**Exercise directions**
Only the lines below starting at the one that contains "PR #194, opened 2024-07-03" and ending at the one that contains "Abhinandan-Purkait: Ahh right, the" are to be reproduced, exactly and with both ends kept.

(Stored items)
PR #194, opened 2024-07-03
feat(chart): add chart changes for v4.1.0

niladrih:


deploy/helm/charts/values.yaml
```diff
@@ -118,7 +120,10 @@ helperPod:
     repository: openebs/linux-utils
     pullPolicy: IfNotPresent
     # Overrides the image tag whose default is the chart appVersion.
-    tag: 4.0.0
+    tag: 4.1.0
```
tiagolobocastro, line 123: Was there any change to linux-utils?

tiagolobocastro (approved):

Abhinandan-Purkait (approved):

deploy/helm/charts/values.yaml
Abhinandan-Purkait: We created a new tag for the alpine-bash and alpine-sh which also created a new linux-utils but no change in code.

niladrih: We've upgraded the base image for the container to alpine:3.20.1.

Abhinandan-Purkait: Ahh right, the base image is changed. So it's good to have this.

--

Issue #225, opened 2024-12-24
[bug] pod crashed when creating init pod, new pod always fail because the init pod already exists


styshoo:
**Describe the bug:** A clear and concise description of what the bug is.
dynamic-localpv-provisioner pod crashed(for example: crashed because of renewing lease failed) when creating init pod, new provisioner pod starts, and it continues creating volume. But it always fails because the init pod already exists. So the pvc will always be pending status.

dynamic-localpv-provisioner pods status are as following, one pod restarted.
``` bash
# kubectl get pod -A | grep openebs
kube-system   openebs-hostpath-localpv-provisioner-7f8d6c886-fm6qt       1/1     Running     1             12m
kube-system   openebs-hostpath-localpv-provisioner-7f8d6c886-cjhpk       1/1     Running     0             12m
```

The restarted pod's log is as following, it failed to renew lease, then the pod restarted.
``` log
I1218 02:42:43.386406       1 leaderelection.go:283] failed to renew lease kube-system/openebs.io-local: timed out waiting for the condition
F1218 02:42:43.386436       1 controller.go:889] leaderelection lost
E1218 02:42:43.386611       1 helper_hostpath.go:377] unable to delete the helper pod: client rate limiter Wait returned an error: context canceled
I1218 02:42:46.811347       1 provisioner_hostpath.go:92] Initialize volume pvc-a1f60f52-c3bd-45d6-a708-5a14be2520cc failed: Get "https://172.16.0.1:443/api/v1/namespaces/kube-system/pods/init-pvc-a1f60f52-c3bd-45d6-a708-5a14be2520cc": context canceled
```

**Solution to this problem**
PR #194, opened 2024-07-03
feat(chart): add chart changes for v4.1.0

niladrih:


deploy/helm/charts/values.yaml
```diff
@@ -118,7 +120,10 @@ helperPod:
     repository: openebs/linux-utils
     pullPolicy: IfNotPresent
     # Overrides the image tag whose default is the chart appVersion.
-    tag: 4.0.0
+    tag: 4.1.0
```
tiagolobocastro, line 123: Was there any change to linux-utils?

tiagolobocastro (approved):

Abhinandan-Purkait (approved):

deploy/helm/charts/values.yaml
Abhinandan-Purkait: We created a new tag for the alpine-bash and alpine-sh which also created a new linux-utils but no change in code.

niladrih: We've upgraded the base image for the container to alpine:3.20.1.

Abhinandan-Purkait: Ahh right, the base image is changed. So it's good to have this.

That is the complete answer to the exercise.